All went smoothly for First Lady Jill Biden and Secretary of the Interior Deb Haaland as they traveled from Washington, D.C. to Bethel, a town with a population of 6,200, for a brief rally in a gymnasium filled with school children and their parents.

Bethel is the hometown of Rep. Mary Peltola, and the love was expected to flow, despite the chilly weather in mid-May, with temperatures in the mid-30s.

Their purpose for the trip was purely political, aimed at rescuing Peltola in 2024, but it came at a high cost for American taxpayers who foot the bill for such presidential junkets. 

The jet carrying the First Lady consumes at least 70,000 gallons of fuel for a 20-hour round trip from the center of American politics to the frontier.
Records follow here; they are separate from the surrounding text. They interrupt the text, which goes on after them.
PR #368, opened 2021-01-30
Set actor variable for use after `if`

badboy:
Looks like this was recently changed here: bcd92857ae267bb561ee5e96591eeaaf606bd81d

Without this the last line would raise an error because `actor` is undefined.


hedning:
Cheers, must have moved lines inside the if without testing or something 🙃

PR #449, opened 2024-03-25
IGVF-1353-update-schema-page

forresttanaka:
I had to change the name of the [profile].js to [...profile].js so that I could access the rest of the path after the schema collection name part of the path from `params.profile`.


pages/profiles/[...profile].js
```diff
@@ -571,18 +747,77 @@ Changelog.propTypes = {
...
+ */
+function SchemaTab({ id, tabTitle, tabUrl = "", children }) {
+  const { isCopied, initiateCopy } = useCopyAction(tabUrl);
+  const tooltipAttr = useTooltip(`copy-tab-url-${id}`);
+
+  return (
+    <div className="relative">
+      <TabTitle id={id}>{children}</TabTitle>
+      <TooltipRef tooltipAttr={tooltipAttr}>
+        <button
```
Comment (mingjiecn) [inline pages/profiles/[...profile].js:761]: Why not use CopyButton here?

mingjiecn (changes requested):

pages/profiles/[...profile].js
Comment (forresttanaka) [reply pages/profiles/[...profile].js:761]: I felt this copy button has to be as unobtrusive as possible, and even the new `sm` option on the copy button was too big and bold to use in these tabs where you normally see nothing unless you hover over the right spot (I don’t actually expect many submitters to use these links — mostly I expect wranglers to use them; I could be wrong).

So I followed the same principle I have for using the `form-elements/button`  module — use it if you can. Do something else if you can’t.

Comment (mingjiecn) [reply pages/profiles/[...profile].js:761]: If only wranglers use it then it should not be a problem. I just had a hard time to find those copy buttons.

mingjiecn (approved):

pages/profiles/[...profile].js
Comment (forresttanaka) [reply pages/profiles/[...profile].js:761]: Thanks. We’ll see what happens in QA.

PR #458, opened 2024-04-01
IGVF-1543-orf-ui-page

khzlin:


components/search/list-renderer/open-reading-frame.js
```diff
@@ -0,0 +1,42 @@
...
+  SearchListItemMain,
+  SearchListItemMeta,
+  SearchListItemQuality,
+  SearchListItemTitle,
+  SearchListItemType,
+  SearchListItemUniqueId,
+} from "./search-list-item";
+
+export default function OpenReadingFrame({ item: openReadingFrame }) {
+  const geneId = openReadingFrame.gene?.map((gene) => gene.geneid).join(", ");
```
forresttanaka, line 15: `gene` is required, so you can just to `openReadingFrame.gene.map`. Too bad it’s not called `genes`. If you don’t feel like removing the question mark, it won’t hurt — it’s just not necessary.

pages/open-reading-frames/[uuid].js
```diff
@@ -0,0 +1,141 @@
...
+import FetchRequest from "../../lib/fetch-request";
+import { isJsonFormat } from "../../lib/query-utils";
+
+function EnsemblLink({ ensemblid }) {
+  return (
+    <a href={`http://www.ensembl.org/Homo_sapiens/Gene/Summary?g=${ensemblid}`}>
+      {ensemblid}
+    </a>
+  );
+}
```
Comment (forresttanaka) [inline pages/open-reading-frames/[uuid].js:29]: It’d be nice to move this function to its own file so you can share this component between this and the genes page, and we don’t duplicate the code. I know it‘s not _quite_ duplicate, but you just have to pass the `Homo_sapiens` taxa for this one.

forresttanaka (changes requested):
Mostly I’d like to avoid duplicating code, so if you could make a new ensemble-link.js file and move the one from gene there, and then import it into the gene page and the orf page, that would be great.

components/search/list-renderer/open-reading-frame.js
khzlin: done

pages/open-reading-frames/[uuid].js
Comment (khzlin) [reply pages/open-reading-frames/[uuid].js]: done

forresttanaka (dismissed):
Awesome — thanks!

pages/open-reading-frames/[uuid].js
```diff
@@ -63,30 +70,38 @@ export default function OpenReadingFrame({ orf, isJson }) {
                   </DataItemValue>
                 </>
               )}
-              {orf.pct_identical_protein && (
+              {orf.pct_identical_protein >= 0 && (
```
Comment (forresttanaka) [inline pages/open-reading-frames/[uuid].js:73]: We have a `truthyOrZero` function in lib/general.js to do this, but I’m thinking your way here is easier to understand. So let’s leave this as is. I might convert other things from `truthyOrZero` to this over time.

forresttanaka (approved):

PR #460, opened 2024-04-02
IGVF-1500-fix-environment-treatment-display

khzlin:


pages/treatments/[uuid].js
```diff
@@ -167,9 +167,13 @@ export async function getServerSideProps({ params, req, query }) {
     const documents = treatment.documents
       ? await requestDocuments(treatment.documents, request)
       : [];
+    let treatmentId = "";
+    treatment.treatment_type === "environmental"
+      ? (treatmentId = treatment.summary)
+      : (treatmentId = treatment.treatment_term_id);
```
Comment (forresttanaka) [inline pages/treatments/[uuid].js:173]: Conditional expressions always return a value, which you can use here:
```
const treatmentId = treatment.treatment_type === "environmental"
    ? treatment.summary
    : treatment_term_id;
```
That way you don’t have assignments within an expression. Generally, there should be only one assignment in an assignment statement, to a single variable on the left side of an equals sign.

forresttanaka (changes requested):

pages/treatments/[uuid].js
Comment (khzlin) [reply pages/treatments/[uuid].js]: i see. i'll fix it.

forresttanaka (approved):

PR #488, opened 2024-05-02
IGVF-1617 Collapsible lists and report links

forresttanaka:
I deleted the renderers for the `external_resources` property, as this property was removed from the human donor and rodent donor schemas in February 2023.

I’ve started to remove the conditional pluralization from data panel labels because I’d rather the label represent what that property _is_ instead of what that property _has_. I’ll still use pluralizations in other places, such as with the item count at the top of tables.


forresttanaka:
Hang on; I didn’t realize a Cypress test failed. I think it’s a fake failure. I’ll set the ticket to Code Review Ready once Cypress passes.

mingjiecn (dismissed):

PR #496, opened 2024-05-08
IGVF-1642 Display sequencing library types on measurement set summary pages

forresttanaka:
This also fixes a bug where the Library Construction Platform doesn’t get displayed, probably because of an embedding change.


forresttanaka:
Taking it back out of code review ready. I found a long-existing bug I copied over to the new component. Quick fix, but it’ll have to go through tests again.

mingjiecn (approved):

PR #515, opened 2024-06-06
IGVF-1582-update-biosample-pages

khzlin:


components/common-data-items.js
```diff
@@ -254,6 +254,23 @@ export function SampleDataItems({
...
+                key={protocol}
+                target="_blank"
+                rel="noopener noreferrer"
+              >
+                {protocol}
+              </a>
+            ))}
+          </DataItemList>
+        </>
+      )}
```
forresttanaka, line 273: If you have more than one, do the URLs end up without separators? Like `https://www.protocols.io/link1https://www.protocols.io/link2https://www.protcols.io/link3`? I feel like this needs SeparatedList.

components/common-data-items.js
```diff
@@ -319,10 +336,10 @@ export function BiosampleDataItems({
           </DataItemValue>
         </>
       )}
-      {classification && (
+      {classifications.length > 0 && (
```
forresttanaka, line 339: If `classifications` is null, it’ll crash when you do `classifications.length`. You can fix that with `classifications?.length > 0`.

components/common-data-items.js
```diff
@@ -400,8 +427,8 @@ export function BiosampleDataItems({
 BiosampleDataItems.propTypes = {
   // Object derived from the biosample.json schema
   item: PropTypes.object.isRequired,
-  // Classification if this biosample has one
-  classification: PropTypes.string,
+  // Classifications if this biosample has one
```
forresttanaka, line 430: “has at least one”

forresttanaka (changes requested):
Looks nice. One, but probably two, changes needed.

components/common-data-items.js
khzlin: even if it's a required property?

components/common-data-items.js
khzlin: done

components/common-data-items.js
forresttanaka: Is it required? It should say that in the propTypes, and it shouldn’t have a default value on line 311 above.

khzlin: ahh i see it now

components/common-data-items.js
khzlin: done

components/common-data-items.js
```diff
@@ -257,18 +257,15 @@ export function SampleDataItems({
...
-                rel="noopener noreferrer"
-              >
-                {protocol}
-              </a>
-            ))}
-          </DataItemList>
+          <DataItemValue>
+            <SeparatedList>
+              {item.protocols.map((protocol) => (
+                <a href={protocol} key={protocol}>
```
forresttanaka, line 263: To be consistent, open the protocol page in a new tab, so you can use the `target` and `rel` attributes you had.

forresttanaka (changes requested):
Just one change.

components/common-data-items.js
khzlin: done

forresttanaka (dismissed):

pages/in-vitro-systems/[id].js
```diff
@@ -130,6 +122,22 @@ export default function InVitroSystem({
                     </DataItemValue>
                   </>
                 )}
+                {truthyOrZero(inVitroSystem.growth_medium) && (
```
Comment (forresttanaka) [inline pages/in-vitro-systems/[id].js:125]: `truthyOrZero` is for numeric values, but `growth_medium` is a string. You can simply test for its existence.

forresttanaka (changes requested):
One small change.

pages/in-vitro-systems/[id].js
Comment (khzlin) [reply pages/in-vitro-systems/[id].js]: done

PR #516, opened 2024-06-07
IGVF-1672 Update file-set tables on AnalysisSet pages

forresttanaka:
I added a fix for the dark-mode About navigation icon because I forgot about dark mode before.


mingjiecn (dismissed):
One issue is the list in Applied To Samples column can be really long and I wonder if you should make the list collapsible?

forresttanaka:
> One issue is the list in Applied To Samples column can be really long and I wonder if you should make the list collapsible?

Yeah, and I do find cases still of really long lists. I’ll write a ticket to collect them, and work on them when it seems like we have enough.

PR #530, opened 2024-06-17
IGVF-1585-update-file-pages

khzlin:


components/common-data-items.js
```diff
@@ -581,6 +581,20 @@ export function FileDataItems({ item, fileSet = null, children }) {
           <DataItemValue>{dataSize(item.file_size)}</DataItemValue>
         </>
       )}
+      {item.anvil_url && (
+        <>
+          <DataItemLabel>AnVIL Url</DataItemLabel>
+          <DataItemValue>
+            <Link href={item.anvil_url}>{item.anvil_url}</Link>
```
forresttanaka, line 588: Use an `<a>` tag with `target="_blank"` and `rel="noopener noreferrer"`. Looks like this has to be an external link, so just use the simpler `<a>` tag instead of the more complex `<Link>` tag that’s for internal links.

forresttanaka (changes requested):
One small change.

forresttanaka (dismissed):

pages/tabular-files/[...id].js
```diff
@@ -134,7 +134,7 @@ TabularFile.propTypes = {
   // Set of documents for file specifications
   fileFormatSpecifications: PropTypes.array.isRequired,
   // ConstructLibraryset this file was integrated in
-  integratedIn: PropTypes.arrayOf(PropTypes.object).isRequired,
+  integratedIn: PropTypes.array.isRequired,
```
Comment (forresttanaka) [inline pages/tabular-files/[...id].js:137]: You can still do `arrayOf(PropTypes.object)` because it’ll either be an array of objects, or an empty array, which is still a (potential) array of objects. React doesn’t have a problem with that. But I’ll leave it up to you whether you want to change that or not.

forresttanaka (approved):

pages/tabular-files/[...id].js
Comment (khzlin) [reply pages/tabular-files/[...id].js]: i can change it

forresttanaka (approved):

PR #536, opened 2024-06-25
IGVF-1663-samples-protocols-measurment-page

khzlin:


pages/measurement-sets/[id].js
```diff
@@ -169,6 +153,29 @@ export default function MeasurementSet({
       : [];
   const uniqueSampleSummaries = [...new Set(sampleSummaries)];
 
+  // Collect all measurement set protocols
+  let measurementSetProtocols = [];
+  if (measurementSet.protocols && measurementSet.protocols.length > 0) {
+    measurementSetProtocols = measurementSet.protocols;
+  }
```
Comment (forresttanaka) [inline pages/measurement-sets/[id].js:160]: I think this is easier to read as:
```
const measurementSetProtocols = measurementSet.protocols || [];
```
Or not even have this at all if you use the suggestion below.

pages/measurement-sets/[id].js
```diff
@@ -169,6 +153,29 @@ export default function MeasurementSet({
...
+
+  // Collect all sample protocols.
+  const sampleProtocols = [];
+  if (samples.length > 0) {
+    samples.forEach((sample) => {
+      if (sample.protocols && sample.protocols.length > 0) {
+        sampleProtocols.push(...sample.protocols);
+      }
+    });
+  }
```
Comment (forresttanaka) [inline pages/measurement-sets/[id].js:170]: This can be simpler with:
```
const sampleProtocols = samples.flatMap(sample => sample.protocols || []);
```

pages/measurement-sets/[id].js
```diff
@@ -169,6 +153,29 @@ export default function MeasurementSet({
...
+  const uniqueSampleProtocols = [...new Set(sampleProtocols)];
+
+  // Combine measurement set and sample protocols.
+  const combinedProtocols = [].concat(
+    measurementSetProtocols,
+    uniqueSampleProtocols
+  );
```
Comment (forresttanaka) [inline pages/measurement-sets/[id].js:177]: You can do:
```
const combinedProtocols = measurementSetProtocols.concat(uniqueSampleProtocols);
```
Or you could even not use `measurementSetProtocols` with:
```
const combinedProtocols = uniqueSampleProtocols.concat(measurementSet.protocols || []);
```
Is there any chance `measurementSet.protocols` and `uniqueSampleProtocols` could include the same URLs? I’m wondering if you need to deduplicate the combined list instead of deduplicating the samples list.

forresttanaka (changes requested):

pages/measurement-sets/[id].js
Comment (khzlin) [reply pages/measurement-sets/[id].js]: i removed this

pages/measurement-sets/[id].js
Comment (khzlin) [reply pages/measurement-sets/[id].js]: done

pages/measurement-sets/[id].js
Comment (khzlin) [reply pages/measurement-sets/[id].js:163]: i deduplicated the combined list and removed the code for deduplicating the samples list.

forresttanaka (approved):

However, the focus of Wednesday’s trip was not on climate change or the carbon footprint of the First Lady. The media overlooked the irony of the Biden Administration burning through fossil fuels to travel to a place where Biden has been attempting to shut down the oil industry.

U.S. Sen. Dan Sullivan, who didn’t attend the event, recognized the irony. In a statement, he reminded Alaskans of the “48 executive orders and actions singularly targeting Alaska under the Biden administration, many of which were implemented without any consultation with Alaskans.”

The Biden-Haaland trip was ostensibly to showcase the federal investment in broadband infrastructure in rural Alaska.

Let’s examine that claim.

The infrastructure bill aims to bring broadband to a small number of households and businesses scattered across a vast wilderness. However, it will take many years before fiber can be laid over the rivers and through the woods to reach the remote outposts on the list.

The reality is that Elon Musk’s Starlink network, as well as One Web, and Pacific Dataport’s Aurora satellite networks have already made significant progress in bridging the connectivity gap in rural Alaska. These projects, driven by the free market, have succeeded despite the subsidies received by their fiber-based competitors, who rely on taxpayer funding.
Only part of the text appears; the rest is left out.